It was back in the days of enormous computers. Massive machines that occupied several rooms calculated the surface area of the earth needed to feed the planet’s population, and the area lost due to urbanization and other uses. The computers vibrated and spit out their results: in a matter of a few years, a situation of abundance could give way to one of food shortages due to supply that cannot satisfy the exponential growth in demand.

Today, similar warnings have become common, but what is shocking about this case is the fact that they come more than 30 years after the book The Limits to Growth. This study, published in 1972 by Donella Meadows and colleagues at the Massachusetts Institute of Technology, questioned whether environmental limits render continuous economic growth possible.1 Immediately, controversy arose on all sides. Conservative groups and businesses rejected the existence of the effect of ecological limits on exponential economic growth, and they also minimized the reduction of natural resources and the importance of environmental impact. But many left-wing groups during that period also questioned the study, seeing it as a bourgeois imposition or a neo-Malthusian demand that would impede the development of third world countries.

Today the food crisis and the question of peak oil once again expose those warnings on environmental limits and confront conventional defensive strategies for continuous economic growth.

Rising Prices and Fewer Resources

Current evidence on the limits of the availability of resources is so overwhelming that even the skeptical must accept it. Possibly the best-known case is that of hydrocarbons. For years now there have been no new important discoveries while consumption continues to rise. The price of a barrel has increased to more than $100 a barrel, and even if there are many factors to explain this dynamic, nobody can deny that one such factor is the reduction in known global reserves.

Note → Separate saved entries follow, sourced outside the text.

PR #1641, opened 2024-02-13
Improve Balloon example

tesk9:

### Before

noredink-ui netlify app_ (7)

### After

localhost_8000_ (17)


bendansby (approved):
Quite pneumatic!

charbelrami (approved):
Looks good!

In the case of grains and other foodstuffs, production has shown a tendency toward growth. For example, it is estimated that global production of cereals will increase by 2.6% in 2008, reaching a new record of 2,164 million tons, according to the Food and Agriculture Organization (FAO). But, at the same time, global reserves will fall to their lowest levels for 25 years, reaching 405 million tons in 2007-08. This represents a fall of 5% compared to the previous cycle.

Meanwhile, international food prices have not stopped rising. While in 2006 a ton of maize cost US$100, at the beginning of 2008, the price had reached US$250. Wheat had cost approximately US$200 per ton but had risen to almost US$500 per ton during the same period, and the cost of rice nearly doubled. This explains the fact that the FAO’s index of food prices registered an increase of 23% in 2007 compared with the previous year’s figure, whilst 2006 prices were also higher than those in 2005. In the first months of 2008, the prices are continuing to rise.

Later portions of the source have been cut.